Your objective: Pull out each line of the records holding the string "opened".

Input material:
[Start of Attachment]
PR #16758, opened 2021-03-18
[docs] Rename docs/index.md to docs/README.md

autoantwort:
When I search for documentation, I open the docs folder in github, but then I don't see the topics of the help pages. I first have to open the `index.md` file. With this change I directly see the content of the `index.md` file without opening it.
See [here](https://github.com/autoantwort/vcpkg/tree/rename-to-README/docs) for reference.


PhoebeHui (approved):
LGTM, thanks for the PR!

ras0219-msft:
[End of Attachment]
[Start of Attachment]
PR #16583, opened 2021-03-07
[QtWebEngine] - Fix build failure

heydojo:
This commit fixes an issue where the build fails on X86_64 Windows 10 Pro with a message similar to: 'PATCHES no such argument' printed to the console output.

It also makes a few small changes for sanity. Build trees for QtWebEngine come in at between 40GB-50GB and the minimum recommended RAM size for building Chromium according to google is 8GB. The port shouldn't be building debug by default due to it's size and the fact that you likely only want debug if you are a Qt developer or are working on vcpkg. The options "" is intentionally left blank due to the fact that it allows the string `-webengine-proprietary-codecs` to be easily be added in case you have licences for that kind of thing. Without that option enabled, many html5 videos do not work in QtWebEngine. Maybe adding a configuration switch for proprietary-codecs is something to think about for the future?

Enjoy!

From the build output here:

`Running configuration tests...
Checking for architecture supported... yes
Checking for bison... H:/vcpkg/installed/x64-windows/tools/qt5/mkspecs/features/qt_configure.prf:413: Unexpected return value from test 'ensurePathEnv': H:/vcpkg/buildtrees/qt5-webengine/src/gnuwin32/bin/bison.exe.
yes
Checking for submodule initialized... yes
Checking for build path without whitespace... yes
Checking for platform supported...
[End of Attachment]
Written solution:
PR #16758, opened 2021-03-18
PR #16583, opened 2021-03-07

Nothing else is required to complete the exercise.